▶ PROBLEM DESCRIPTION
Please give the number of lines in the records below where the word "pojos" occurs, and nothing else.

===== MATERIAL SUPPLIED =====

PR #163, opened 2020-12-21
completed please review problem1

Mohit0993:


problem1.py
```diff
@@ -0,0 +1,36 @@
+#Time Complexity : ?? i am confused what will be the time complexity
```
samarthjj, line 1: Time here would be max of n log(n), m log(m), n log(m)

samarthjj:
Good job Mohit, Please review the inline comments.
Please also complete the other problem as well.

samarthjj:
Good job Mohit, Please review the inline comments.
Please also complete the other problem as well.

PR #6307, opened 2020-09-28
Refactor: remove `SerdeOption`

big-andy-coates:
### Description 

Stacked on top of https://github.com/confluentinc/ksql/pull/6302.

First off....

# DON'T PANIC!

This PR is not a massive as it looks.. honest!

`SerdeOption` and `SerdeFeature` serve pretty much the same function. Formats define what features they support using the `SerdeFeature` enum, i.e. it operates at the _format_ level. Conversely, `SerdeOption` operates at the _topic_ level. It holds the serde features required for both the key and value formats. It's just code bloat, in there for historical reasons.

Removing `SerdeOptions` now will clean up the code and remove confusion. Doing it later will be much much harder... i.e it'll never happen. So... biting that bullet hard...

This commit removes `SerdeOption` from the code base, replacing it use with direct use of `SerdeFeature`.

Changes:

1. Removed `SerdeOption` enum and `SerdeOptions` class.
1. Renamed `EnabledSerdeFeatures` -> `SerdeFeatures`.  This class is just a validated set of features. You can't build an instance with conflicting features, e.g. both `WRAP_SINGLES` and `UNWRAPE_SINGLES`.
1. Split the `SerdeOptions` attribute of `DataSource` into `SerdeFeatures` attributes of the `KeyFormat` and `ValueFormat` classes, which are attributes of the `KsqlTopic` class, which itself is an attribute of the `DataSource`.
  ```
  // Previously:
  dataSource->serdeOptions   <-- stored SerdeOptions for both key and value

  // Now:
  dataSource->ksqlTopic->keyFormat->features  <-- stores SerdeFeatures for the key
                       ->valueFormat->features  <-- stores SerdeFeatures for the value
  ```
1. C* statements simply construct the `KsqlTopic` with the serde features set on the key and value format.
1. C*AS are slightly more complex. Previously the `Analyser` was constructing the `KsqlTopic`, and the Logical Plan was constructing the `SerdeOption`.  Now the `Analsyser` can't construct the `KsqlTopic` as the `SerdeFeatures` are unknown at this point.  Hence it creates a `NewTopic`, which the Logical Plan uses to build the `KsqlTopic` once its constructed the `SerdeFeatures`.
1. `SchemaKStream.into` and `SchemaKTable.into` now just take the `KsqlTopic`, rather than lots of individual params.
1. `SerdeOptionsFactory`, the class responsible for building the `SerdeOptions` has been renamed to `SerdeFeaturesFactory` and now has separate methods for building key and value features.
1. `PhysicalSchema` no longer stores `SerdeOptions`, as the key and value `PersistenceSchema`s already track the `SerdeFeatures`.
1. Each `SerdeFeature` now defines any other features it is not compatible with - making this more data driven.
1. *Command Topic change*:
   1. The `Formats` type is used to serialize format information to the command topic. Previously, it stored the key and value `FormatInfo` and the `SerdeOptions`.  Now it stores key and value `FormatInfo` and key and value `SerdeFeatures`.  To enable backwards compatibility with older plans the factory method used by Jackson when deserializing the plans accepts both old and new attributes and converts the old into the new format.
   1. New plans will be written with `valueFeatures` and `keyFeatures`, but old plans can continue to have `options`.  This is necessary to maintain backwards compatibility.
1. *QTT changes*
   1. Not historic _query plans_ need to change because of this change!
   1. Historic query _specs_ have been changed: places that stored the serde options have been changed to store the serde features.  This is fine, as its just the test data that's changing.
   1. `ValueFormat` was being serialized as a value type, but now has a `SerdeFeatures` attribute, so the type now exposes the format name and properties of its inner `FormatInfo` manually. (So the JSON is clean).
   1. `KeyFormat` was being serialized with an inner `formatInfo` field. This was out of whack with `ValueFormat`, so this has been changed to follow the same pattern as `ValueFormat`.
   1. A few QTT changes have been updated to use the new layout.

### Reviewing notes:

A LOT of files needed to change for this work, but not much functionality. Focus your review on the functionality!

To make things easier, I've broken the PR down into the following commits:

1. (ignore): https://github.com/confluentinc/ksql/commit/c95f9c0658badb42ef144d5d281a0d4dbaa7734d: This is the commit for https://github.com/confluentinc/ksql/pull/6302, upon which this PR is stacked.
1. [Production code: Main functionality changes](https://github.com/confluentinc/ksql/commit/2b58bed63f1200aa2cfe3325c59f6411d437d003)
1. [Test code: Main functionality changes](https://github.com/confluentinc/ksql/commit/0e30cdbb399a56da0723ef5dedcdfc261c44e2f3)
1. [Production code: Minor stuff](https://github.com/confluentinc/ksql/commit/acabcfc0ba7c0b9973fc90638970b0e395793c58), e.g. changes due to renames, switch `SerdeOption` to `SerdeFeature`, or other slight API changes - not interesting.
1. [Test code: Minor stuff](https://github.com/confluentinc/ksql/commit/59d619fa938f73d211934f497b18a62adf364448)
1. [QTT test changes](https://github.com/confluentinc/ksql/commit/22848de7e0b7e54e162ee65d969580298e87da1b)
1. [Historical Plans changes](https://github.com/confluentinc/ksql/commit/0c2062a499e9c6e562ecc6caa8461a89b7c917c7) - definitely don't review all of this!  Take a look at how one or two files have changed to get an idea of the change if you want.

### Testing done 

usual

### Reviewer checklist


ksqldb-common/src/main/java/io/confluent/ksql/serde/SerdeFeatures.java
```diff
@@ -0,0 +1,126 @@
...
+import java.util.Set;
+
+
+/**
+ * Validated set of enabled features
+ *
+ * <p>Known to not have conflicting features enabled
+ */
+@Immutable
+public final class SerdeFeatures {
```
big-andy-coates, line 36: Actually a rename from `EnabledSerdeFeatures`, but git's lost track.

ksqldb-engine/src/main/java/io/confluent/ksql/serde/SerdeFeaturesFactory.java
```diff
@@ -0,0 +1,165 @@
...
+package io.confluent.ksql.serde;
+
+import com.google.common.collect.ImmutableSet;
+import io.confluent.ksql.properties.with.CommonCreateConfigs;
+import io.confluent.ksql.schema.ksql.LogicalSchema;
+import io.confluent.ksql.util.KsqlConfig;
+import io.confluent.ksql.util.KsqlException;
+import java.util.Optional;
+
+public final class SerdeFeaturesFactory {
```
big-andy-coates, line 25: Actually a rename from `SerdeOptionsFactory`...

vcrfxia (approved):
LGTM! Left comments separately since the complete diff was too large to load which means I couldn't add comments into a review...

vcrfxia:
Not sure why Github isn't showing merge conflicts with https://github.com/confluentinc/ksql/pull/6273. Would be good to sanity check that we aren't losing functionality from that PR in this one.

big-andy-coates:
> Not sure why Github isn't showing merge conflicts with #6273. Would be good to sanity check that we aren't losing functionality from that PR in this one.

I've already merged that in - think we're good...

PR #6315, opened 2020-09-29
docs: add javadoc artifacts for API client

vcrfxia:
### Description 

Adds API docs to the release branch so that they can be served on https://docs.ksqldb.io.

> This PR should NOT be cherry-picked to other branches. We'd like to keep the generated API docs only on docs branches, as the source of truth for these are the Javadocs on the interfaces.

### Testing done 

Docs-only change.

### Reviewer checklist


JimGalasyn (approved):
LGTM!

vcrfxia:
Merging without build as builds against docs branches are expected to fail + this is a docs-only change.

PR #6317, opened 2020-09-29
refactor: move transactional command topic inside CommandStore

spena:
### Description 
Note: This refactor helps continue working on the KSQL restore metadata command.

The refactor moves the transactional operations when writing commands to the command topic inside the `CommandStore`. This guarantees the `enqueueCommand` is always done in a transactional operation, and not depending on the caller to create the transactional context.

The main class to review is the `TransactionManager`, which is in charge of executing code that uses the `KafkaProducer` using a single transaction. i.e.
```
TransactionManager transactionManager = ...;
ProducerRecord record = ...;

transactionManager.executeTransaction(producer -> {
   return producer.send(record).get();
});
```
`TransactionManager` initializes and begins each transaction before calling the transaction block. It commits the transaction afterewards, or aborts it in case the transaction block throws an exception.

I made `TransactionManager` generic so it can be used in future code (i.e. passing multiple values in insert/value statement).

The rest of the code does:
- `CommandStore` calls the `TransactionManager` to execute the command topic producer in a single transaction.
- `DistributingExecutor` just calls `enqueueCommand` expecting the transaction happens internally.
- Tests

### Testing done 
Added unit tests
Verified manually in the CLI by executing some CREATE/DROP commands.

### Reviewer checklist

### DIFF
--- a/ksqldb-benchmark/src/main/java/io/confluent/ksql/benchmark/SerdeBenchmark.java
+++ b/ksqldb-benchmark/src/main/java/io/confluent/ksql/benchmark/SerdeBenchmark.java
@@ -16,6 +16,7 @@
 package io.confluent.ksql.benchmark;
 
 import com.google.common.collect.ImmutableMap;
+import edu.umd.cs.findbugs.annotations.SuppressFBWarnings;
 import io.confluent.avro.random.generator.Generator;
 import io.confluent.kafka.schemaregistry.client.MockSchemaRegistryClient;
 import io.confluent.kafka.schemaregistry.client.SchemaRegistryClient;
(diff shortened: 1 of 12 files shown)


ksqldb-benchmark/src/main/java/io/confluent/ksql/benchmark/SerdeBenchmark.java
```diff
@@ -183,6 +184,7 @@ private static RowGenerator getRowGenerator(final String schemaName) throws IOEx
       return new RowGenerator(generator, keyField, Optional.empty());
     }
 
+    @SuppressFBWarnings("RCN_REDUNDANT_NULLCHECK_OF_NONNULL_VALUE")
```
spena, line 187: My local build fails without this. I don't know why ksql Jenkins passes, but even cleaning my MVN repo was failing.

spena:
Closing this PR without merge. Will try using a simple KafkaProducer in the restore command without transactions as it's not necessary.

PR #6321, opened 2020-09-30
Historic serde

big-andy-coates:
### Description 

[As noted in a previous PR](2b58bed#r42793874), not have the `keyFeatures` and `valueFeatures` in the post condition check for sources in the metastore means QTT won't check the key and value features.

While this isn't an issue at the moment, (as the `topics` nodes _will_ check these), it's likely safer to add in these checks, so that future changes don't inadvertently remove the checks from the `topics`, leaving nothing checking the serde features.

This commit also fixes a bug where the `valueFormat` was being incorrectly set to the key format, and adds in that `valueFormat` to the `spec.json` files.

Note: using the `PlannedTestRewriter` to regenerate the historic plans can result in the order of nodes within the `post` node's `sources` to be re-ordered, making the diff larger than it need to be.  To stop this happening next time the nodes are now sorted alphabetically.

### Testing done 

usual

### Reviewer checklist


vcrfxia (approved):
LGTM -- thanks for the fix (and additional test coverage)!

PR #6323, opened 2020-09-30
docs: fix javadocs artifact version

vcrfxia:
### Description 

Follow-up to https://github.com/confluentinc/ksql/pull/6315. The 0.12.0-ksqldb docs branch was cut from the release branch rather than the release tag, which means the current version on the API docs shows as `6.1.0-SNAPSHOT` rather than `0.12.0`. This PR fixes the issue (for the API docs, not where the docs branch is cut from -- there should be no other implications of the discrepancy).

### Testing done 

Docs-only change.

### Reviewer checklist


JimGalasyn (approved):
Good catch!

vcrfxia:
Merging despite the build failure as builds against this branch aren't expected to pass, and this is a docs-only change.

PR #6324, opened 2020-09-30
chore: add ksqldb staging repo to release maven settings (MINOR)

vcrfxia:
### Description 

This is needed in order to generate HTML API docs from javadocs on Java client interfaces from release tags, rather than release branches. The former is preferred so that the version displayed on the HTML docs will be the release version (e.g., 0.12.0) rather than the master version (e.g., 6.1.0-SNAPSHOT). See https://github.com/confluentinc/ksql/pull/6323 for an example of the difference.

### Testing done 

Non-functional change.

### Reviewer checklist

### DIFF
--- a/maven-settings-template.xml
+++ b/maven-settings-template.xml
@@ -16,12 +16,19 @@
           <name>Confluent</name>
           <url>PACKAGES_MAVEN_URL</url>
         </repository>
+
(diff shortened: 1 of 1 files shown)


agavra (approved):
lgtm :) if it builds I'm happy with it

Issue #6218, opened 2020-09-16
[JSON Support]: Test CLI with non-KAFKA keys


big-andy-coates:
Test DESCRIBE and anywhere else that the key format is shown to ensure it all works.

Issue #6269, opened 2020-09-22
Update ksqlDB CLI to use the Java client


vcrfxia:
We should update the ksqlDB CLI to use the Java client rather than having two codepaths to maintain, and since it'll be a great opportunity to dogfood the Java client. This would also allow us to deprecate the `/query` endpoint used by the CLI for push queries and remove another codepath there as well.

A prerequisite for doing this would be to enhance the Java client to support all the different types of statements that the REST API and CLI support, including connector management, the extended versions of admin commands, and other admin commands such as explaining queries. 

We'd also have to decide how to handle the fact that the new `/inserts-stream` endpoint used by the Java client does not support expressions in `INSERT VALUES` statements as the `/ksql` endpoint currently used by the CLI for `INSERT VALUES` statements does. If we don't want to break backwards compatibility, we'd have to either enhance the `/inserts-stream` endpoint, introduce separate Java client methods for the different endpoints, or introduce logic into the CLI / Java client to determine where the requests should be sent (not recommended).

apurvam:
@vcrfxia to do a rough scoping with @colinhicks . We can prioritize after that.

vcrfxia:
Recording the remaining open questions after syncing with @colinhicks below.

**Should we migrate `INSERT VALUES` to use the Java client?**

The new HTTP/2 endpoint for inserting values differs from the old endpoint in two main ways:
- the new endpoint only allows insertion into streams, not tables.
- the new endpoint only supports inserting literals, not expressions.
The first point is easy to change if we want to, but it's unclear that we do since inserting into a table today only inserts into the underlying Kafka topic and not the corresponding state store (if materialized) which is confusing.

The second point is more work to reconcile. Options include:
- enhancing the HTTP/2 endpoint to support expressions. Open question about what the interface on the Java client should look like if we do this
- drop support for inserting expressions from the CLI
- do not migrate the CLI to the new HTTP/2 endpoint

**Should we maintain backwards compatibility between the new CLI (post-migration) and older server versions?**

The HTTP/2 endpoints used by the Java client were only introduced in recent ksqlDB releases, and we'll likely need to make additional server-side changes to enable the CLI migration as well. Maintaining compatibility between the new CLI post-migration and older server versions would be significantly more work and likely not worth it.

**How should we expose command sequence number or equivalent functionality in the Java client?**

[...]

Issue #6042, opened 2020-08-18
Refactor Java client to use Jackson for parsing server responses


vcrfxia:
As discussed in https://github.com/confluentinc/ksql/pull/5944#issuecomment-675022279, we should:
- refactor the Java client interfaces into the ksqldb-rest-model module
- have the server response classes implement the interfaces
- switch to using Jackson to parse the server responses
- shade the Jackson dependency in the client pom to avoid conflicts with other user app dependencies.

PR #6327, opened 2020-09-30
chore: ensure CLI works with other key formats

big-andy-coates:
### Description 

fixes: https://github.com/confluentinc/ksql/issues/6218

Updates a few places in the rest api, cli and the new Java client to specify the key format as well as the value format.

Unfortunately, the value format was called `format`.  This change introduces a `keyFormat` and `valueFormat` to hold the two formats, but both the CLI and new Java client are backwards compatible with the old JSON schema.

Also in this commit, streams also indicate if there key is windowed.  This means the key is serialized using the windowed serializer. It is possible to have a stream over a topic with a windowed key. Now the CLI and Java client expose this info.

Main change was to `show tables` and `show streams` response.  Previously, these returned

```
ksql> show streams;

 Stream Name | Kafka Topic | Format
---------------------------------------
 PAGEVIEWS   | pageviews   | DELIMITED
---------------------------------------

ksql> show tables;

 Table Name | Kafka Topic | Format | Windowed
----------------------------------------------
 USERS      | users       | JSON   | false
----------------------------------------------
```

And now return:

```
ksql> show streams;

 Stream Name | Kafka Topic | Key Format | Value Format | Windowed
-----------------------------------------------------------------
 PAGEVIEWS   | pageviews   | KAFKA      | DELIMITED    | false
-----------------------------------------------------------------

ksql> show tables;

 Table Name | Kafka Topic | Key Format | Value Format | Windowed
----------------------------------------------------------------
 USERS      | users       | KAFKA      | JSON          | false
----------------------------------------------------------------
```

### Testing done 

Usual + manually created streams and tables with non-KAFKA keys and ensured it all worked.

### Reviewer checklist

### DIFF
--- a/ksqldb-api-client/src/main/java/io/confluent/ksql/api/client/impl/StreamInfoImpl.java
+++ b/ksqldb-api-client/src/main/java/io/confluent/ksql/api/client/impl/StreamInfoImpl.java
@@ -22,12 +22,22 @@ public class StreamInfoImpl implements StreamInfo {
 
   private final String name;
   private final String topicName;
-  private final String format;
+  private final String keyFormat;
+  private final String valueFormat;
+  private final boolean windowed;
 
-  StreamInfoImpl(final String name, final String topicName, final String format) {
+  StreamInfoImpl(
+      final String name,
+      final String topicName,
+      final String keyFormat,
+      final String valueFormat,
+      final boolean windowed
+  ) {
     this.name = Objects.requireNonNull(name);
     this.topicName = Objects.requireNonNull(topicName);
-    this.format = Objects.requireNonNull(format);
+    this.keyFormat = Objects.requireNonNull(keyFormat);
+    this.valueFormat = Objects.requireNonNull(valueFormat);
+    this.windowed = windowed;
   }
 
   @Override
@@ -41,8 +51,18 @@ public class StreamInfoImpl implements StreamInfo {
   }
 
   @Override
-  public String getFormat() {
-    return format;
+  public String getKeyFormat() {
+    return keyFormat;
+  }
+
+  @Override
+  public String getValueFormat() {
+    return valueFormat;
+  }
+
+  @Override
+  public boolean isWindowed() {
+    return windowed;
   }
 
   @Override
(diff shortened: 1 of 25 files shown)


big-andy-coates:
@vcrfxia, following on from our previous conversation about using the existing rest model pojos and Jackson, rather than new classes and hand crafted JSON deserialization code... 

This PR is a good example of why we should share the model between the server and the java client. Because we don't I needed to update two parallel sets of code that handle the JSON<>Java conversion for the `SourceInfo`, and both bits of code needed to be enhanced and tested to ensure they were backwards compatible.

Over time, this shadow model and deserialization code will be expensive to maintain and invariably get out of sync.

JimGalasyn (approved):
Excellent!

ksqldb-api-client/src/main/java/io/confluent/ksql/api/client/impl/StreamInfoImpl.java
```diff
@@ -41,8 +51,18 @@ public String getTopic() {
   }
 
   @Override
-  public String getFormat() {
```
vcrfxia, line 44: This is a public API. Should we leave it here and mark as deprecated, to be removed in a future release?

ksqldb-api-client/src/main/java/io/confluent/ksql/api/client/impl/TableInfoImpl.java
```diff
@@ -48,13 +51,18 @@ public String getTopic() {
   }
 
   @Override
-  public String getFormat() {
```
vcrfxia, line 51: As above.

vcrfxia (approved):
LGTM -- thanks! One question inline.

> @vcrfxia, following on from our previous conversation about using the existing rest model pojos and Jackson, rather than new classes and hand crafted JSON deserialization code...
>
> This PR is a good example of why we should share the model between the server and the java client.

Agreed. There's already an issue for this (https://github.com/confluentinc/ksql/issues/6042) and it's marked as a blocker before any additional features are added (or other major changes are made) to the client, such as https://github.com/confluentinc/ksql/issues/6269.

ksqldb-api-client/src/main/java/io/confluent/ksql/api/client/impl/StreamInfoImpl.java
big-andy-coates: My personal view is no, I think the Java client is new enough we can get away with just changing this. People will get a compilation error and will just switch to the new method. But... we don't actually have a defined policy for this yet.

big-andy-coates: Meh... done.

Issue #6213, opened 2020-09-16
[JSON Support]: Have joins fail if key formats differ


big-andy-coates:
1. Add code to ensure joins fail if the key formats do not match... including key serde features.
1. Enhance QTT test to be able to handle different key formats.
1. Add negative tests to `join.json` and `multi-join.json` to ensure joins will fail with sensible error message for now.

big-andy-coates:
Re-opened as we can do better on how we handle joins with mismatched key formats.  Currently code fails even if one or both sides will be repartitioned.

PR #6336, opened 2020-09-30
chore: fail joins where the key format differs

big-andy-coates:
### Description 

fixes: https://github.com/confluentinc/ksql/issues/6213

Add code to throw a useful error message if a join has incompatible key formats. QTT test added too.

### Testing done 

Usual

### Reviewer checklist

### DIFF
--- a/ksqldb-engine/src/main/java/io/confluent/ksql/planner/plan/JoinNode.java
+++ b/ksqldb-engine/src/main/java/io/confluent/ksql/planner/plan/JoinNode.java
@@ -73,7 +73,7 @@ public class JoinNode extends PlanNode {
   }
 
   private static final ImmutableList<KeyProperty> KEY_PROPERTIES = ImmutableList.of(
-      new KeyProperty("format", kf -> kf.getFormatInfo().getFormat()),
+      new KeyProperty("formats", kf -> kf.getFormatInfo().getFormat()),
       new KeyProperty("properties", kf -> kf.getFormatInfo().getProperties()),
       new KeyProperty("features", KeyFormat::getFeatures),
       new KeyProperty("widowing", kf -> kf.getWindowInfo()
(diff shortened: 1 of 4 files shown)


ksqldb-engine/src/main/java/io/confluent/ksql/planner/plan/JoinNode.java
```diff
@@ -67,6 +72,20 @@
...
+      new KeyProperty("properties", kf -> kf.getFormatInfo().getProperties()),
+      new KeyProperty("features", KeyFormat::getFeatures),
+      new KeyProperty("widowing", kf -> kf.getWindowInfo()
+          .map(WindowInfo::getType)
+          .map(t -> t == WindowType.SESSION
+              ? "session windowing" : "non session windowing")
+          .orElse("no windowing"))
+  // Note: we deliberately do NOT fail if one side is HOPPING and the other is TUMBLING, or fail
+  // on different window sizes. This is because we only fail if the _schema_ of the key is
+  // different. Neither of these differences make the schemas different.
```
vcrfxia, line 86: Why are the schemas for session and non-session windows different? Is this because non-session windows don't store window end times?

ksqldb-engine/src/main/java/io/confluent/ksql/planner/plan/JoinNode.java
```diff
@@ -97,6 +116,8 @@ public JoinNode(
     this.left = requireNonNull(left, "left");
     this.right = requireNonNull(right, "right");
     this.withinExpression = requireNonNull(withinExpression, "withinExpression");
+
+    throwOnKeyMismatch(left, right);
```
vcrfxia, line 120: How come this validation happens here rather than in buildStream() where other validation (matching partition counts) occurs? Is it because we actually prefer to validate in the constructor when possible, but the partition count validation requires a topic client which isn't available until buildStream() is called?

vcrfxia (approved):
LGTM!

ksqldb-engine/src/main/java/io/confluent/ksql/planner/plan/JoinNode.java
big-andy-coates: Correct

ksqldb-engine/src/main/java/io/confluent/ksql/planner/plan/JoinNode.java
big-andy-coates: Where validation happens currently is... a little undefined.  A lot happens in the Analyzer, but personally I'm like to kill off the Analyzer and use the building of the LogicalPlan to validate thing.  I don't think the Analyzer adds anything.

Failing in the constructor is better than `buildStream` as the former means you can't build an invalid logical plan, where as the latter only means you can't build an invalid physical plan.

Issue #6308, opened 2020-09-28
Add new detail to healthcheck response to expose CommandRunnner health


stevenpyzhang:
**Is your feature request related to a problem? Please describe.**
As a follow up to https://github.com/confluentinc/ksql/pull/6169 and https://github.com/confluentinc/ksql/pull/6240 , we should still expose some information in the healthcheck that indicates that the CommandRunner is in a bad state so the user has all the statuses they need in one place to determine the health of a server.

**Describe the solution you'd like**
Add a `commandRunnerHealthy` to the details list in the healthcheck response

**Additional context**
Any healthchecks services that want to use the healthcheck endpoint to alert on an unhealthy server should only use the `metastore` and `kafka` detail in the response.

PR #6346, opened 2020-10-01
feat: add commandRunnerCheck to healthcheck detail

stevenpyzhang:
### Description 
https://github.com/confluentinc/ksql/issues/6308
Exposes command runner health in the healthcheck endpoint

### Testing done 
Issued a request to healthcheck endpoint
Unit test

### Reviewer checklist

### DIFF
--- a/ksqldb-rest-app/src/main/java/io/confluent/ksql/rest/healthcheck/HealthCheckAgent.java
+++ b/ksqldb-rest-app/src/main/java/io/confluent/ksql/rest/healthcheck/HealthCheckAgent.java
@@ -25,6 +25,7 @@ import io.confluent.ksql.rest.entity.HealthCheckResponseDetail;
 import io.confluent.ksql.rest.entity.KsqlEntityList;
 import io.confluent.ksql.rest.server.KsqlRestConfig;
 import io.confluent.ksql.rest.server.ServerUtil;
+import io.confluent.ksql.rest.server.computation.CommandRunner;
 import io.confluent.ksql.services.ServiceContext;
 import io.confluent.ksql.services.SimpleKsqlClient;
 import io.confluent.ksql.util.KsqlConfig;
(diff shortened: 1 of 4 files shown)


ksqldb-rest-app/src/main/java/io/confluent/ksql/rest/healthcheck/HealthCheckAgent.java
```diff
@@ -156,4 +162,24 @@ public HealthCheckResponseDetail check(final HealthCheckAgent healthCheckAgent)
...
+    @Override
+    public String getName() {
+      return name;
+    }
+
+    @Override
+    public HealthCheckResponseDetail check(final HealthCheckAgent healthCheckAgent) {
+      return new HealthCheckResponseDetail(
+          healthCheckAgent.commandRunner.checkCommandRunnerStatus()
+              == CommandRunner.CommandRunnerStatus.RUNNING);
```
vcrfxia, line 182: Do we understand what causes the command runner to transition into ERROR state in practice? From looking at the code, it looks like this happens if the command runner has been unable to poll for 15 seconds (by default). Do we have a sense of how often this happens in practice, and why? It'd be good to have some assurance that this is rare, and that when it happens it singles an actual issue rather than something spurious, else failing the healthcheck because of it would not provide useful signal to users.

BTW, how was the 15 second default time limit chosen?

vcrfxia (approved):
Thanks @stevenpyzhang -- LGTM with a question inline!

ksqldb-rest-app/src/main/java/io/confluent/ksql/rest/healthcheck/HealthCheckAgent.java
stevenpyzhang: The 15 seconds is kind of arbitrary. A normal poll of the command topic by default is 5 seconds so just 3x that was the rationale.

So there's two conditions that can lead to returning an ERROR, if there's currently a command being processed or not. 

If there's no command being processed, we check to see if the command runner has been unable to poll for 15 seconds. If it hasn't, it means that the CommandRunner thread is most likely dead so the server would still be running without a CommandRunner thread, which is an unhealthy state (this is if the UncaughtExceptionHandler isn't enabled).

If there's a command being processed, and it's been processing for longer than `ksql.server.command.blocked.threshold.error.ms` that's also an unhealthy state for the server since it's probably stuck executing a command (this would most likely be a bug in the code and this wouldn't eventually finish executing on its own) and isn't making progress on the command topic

=====

▶ EXERCISE OUTPUT
2